Receiving a used Xoom soon and was reading many many forums on Xoom roms and want to see what people are using. I would like ICS of course, not really concerned with overclocking. I run AOKP on my Galaxy Nexus and never have looked back. But not sure the best route for the Xoom.. I know ROMS are personal preference but still want to get an idea to see who's leading the pack and packing most of the latest features and addons.

Sorry if I missed any roms.

Thanks Guys
Androider4Life


----------



## simonbarsinistr (Dec 23, 2011)

I run aokp on my xoom too, and although I get the urge to flash something else from time to time, they update enough to keep me sticking with it. I ran cm9 for a while, and if I was to switch I'd probably just try black ice kangorade, which is just a aokp source built variant.

Tapatalk 2 on KIN3TX Bionic


----------



## det1034 (Dec 22, 2011)

Running kangorade right now...tried most off them and they all do the job...any of the aokp roms are gonna be more customizable..kinda depends what you want

Sent from my Galaxy Nexus using RootzWiki


----------



## otis_bartleh (Feb 2, 2012)

I was running Eos for months, and am a huge fan, the ROM is awesome. However; after some additions to the recent versions of the BlackIce ROM, I've been using that on my Xoom (and Gnex), and am now thinking it may have a slight edge on Eos. I even went to switch back to Eos, but found myself missing a thing or two, can't remember what specifically at this point, and came back to BlackIce.

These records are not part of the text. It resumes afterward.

PR #1228, opened 2026-04-29
Skip lm_head on non-rank-0 pipeline-parallel ranks

### LINKED ISSUE #1203: Skip `lm_head` on non-final pipeline-parallel ranks?
## Problem

In the pipeline-parallel path, every rank ends up running `lm_head` on the same broadcast hidden state, e.g. `mlx_lm/models/deepseek_v3.py:357-361`:

```python
# Broadcast h while keeping it in the graph
if pipeline_size > 1:
    h = mx.distributed.all_gather(h)[: h.shape[0]]
return self.norm(h)
```

…then in the outer `Model.__call__`:

```python
out = self.model(inputs, cache)
return self.lm_head(out)
```

For non-rank-0 ranks (PipelineMixin's "rank=0 gets the last layers" convention), the produced logits are identical to rank 0's and aren't actually used downstream — the lm_head call there is pure waste.

## Cost

On a 2-node Apple Silicon PP setup running a ~400B MoE, the lm_head weight read is ~500MB per token. Skipping it on non-final ranks saves ~1.5 ms/token in our cluster (we've been carrying a fork patch for ~5 weeks across the Qwen3.5 family).

## Proposed approach

Add a guard at the top of `Model.__call__` in each PipelineMixin-using model (deepseek_v2/v3, glm4_moe, glm4_moe_lite, ministral3):

```python
out = self.model(inputs, cache)
if self.model.pipeline_rank != 0:
    return out
return self.lm_head(out)
```

~5 lines per model. (`ministral3` has a `tie_word_embeddings` branch, so the guard wraps both paths — still ~5 lines, but not a literal copy of the snippet above.)

## Open design question

This makes non-rank-0 ranks return shape `(B, L, hidden_size)` while rank-0 returns `(B, L, vocab_size)` — different shapes, different compile graphs across ranks. In practice each rank already compiles a different graph (different layer slices), but if there's a deliberate intent to keep the per-rank compiled graph homogeneous I'd rather know before sinking work into the PR.

Alternative shape: do the skip inside `PipelineMixin` / a helper, gated by an explicit `elide_output_head` kwarg so callers opt in.

Would the team accept either of these? Happy to PR whichever direction you prefer.

lawcontinue:
## Summary

In pipeline-parallel inference, every rank runs `lm_head` on the same broadcast hidden state. For non-rank-0 ranks, the logits are identical to rank 0's and never used — the call is pure waste.

This PR adds a `pipeline_rank != 0` guard before `lm_head` in all six `PipelineMixin` models, skipping the projection on non-final ranks.

Closes #1203.

## Changes

Each model's `Model.__call__` now returns early when `pipeline_rank != 0`:

```python
out = self.model(inputs, cache)
if self.pipeline_rank != 0:
    return out
return self.lm_head(out)
```

| File | Model |
|------|-------|
| `deepseek_v2.py` | DeepSeek V2 |
| `deepseek_v3.py` | DeepSeek V3 |
| `deepseek_v32.py` | DeepSeek V3.2 |
| `glm4_moe.py` | GLM4 MoE |
| `glm4_moe_lite.py` | GLM4 MoE Lite |
| `ministral3.py` | Ministral 3 (handles `tie_word_embeddings` branch) |

## Performance

Measured on a 2-node Gemma-3-12B setup (Thunderbolt, MLX 0.31.1): skipping `lm_head` on the remote rank saves ~30% of per-step time. The savings scale with `vocab_size` — DeepSeek V3 with 129K vocab would see a larger benefit.

## Design notes

- Non-rank-0 ranks now return `(B, L, hidden_size)` instead of `(B, L, vocab_size)`. Each rank already compiles a different graph (different layer slices), so heterogeneous output shapes should not be an issue.
- The guard is zero-cost for single-rank inference (`pipeline_rank` defaults to 0 in `PipelineMixin.__init__`).
- `ministral3` has a `tie_word_embeddings` branch — the guard is placed before both paths, keeping the patch uniform across all six models.

### DIFF
--- a/mlx_lm/models/deepseek_v2.py
+++ b/mlx_lm/models/deepseek_v2.py
@@ -425,6 +425,8 @@ class Model(nn.Module):
         cache: Optional[Any] = None,
     ):
         out = self.model(inputs, cache)
+        if self.pipeline_rank != 0:
+            return out
         return self.lm_head(out)
 
     def sanitize(self, weights):
--- a/mlx_lm/models/deepseek_v3.py
+++ b/mlx_lm/models/deepseek_v3.py
@@ -375,6 +375,8 @@ class Model(nn.Module):
         cache: Optional[Any] = None,
     ):
         out = self.model(inputs, cache)
+        if self.pipeline_rank != 0:
+            return out
         return self.lm_head(out)
 
     def sanitize(self, weights):
--- a/mlx_lm/models/deepseek_v32.py
+++ b/mlx_lm/models/deepseek_v32.py
@@ -489,6 +489,8 @@ class Model(nn.Module):
         cache: Optional[Any] = None,
     ):
         out = self.model(inputs, cache)
+        if self.pipeline_rank != 0:
+            return out
         return self.lm_head(out)
 
     def sanitize(self, weights):
--- a/mlx_lm/models/glm4_moe.py
+++ b/mlx_lm/models/glm4_moe.py
@@ -312,6 +312,8 @@ class Model(nn.Module):
         cache: Optional[Any] = None,
     ):
         out = self.model(inputs, cache)
+        if self.pipeline_rank != 0:
+            return out
         return self.lm_head(out)
 
     def sanitize(self, weights):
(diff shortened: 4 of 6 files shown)


zcbenz:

I'd suggest trying a few ROM's, because like you said, this really is a choice of personal preference. But that being said, after using AOKP on my phone for months, I even switched that to BlackIce, all the awesomeness of AOKP, with the extra love of kangorade!


----------



## simonbarsinistr (Dec 23, 2011)

Now it's only a matter of waiting for the jelly bean based roms to come out and we can choose which one of those we like best!

Tapped from my unicorn'd Gnex


----------



## kipland007 (Sep 29, 2011)

Personally I've used aokp since it came out for Xoom. Its nice having so many options for a tablet and all the roms I've tried have a pretty similar degree of smoothness. The customization of aokp makes it my favorite, but I would definitely try the official cm9 as well if I was looking.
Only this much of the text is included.